— Your instructions —
Give an exact copy of the lines from the beginning of the listing below to the "HEAD, so we" line, inclusive.

— Material to process —
PR #1156, opened 2026-05-01
MONGOCRYPT-899 fix `upload-all` copy

kevinAlbs:
The `upload-all` task on the 1.18.0 release [failed](https://spruce.corp.mongodb.com/task/libmongocrypt_release_publish_upload_all_0dfa86a00f207395600be7059afadd73bdfc69b3_26_05_01_14_03_13/logs?execution=1):

```
cp: 'libmongocrypt-all-1.18.0.tar.gz' and 'libmongocrypt-all-1.18.0.tar.gz' are the same file
```

Due to this copy:
```bash
if [ -n "${tag_upload_location}" ]; then
   # ...
   cp -a libmongocrypt-all-${tag_upload_location!|*revision}.tar.gz libmongocrypt-all-${tag_upload_location}.tar.gz
```

`${tag_upload_location!|*revision}` and `${tag_upload_location}` evaluate the same. But since the copy is guarded by a check for a non-empty `${tag_upload_location}`, the copy is unnecessary.

I do not plan to immediately release 1.18.1 with this fix. libmongocrypt-all.tar.gz is planned for removal in MONGOCRYPT-894. No drivers appear to get binaries directly from this tarball. But I erred towards making this small fix in case there is a need for a 1.18.1 release.

### DIFF
--- a/.evergreen/config.yml
+++ b/.evergreen/config.yml
@@ -871,7 +871,6 @@ tasks:
           if [ -n "${tag_upload_location}" ]; then
             # the "fetch source" step detected a release tag on HEAD, so we
             # prepare a local file for upload to a location based on the tag
-            cp -a libmongocrypt-all-${tag_upload_location!|*revision}.tar.gz libmongocrypt-all-${tag_upload_location}.tar.gz
 
             if [[ "$tag_upload_location" = *-* ]]; then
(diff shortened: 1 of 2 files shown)


rcsanchez97 (approved):
LGTM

— Response to the task —
PR #1156, opened 2026-05-01
MONGOCRYPT-899 fix `upload-all` copy

kevinAlbs:
The `upload-all` task on the 1.18.0 release [failed](https://spruce.corp.mongodb.com/task/libmongocrypt_release_publish_upload_all_0dfa86a00f207395600be7059afadd73bdfc69b3_26_05_01_14_03_13/logs?execution=1):

```
cp: 'libmongocrypt-all-1.18.0.tar.gz' and 'libmongocrypt-all-1.18.0.tar.gz' are the same file
```

Due to this copy:
```bash
if [ -n "${tag_upload_location}" ]; then
   # ...
   cp -a libmongocrypt-all-${tag_upload_location!|*revision}.tar.gz libmongocrypt-all-${tag_upload_location}.tar.gz
```

`${tag_upload_location!|*revision}` and `${tag_upload_location}` evaluate the same. But since the copy is guarded by a check for a non-empty `${tag_upload_location}`, the copy is unnecessary.

I do not plan to immediately release 1.18.1 with this fix. libmongocrypt-all.tar.gz is planned for removal in MONGOCRYPT-894. No drivers appear to get binaries directly from this tarball. But I erred towards making this small fix in case there is a need for a 1.18.1 release.

### DIFF
--- a/.evergreen/config.yml
+++ b/.evergreen/config.yml
@@ -871,7 +871,6 @@ tasks:
           if [ -n "${tag_upload_location}" ]; then
             # the "fetch source" step detected a release tag on HEAD, so we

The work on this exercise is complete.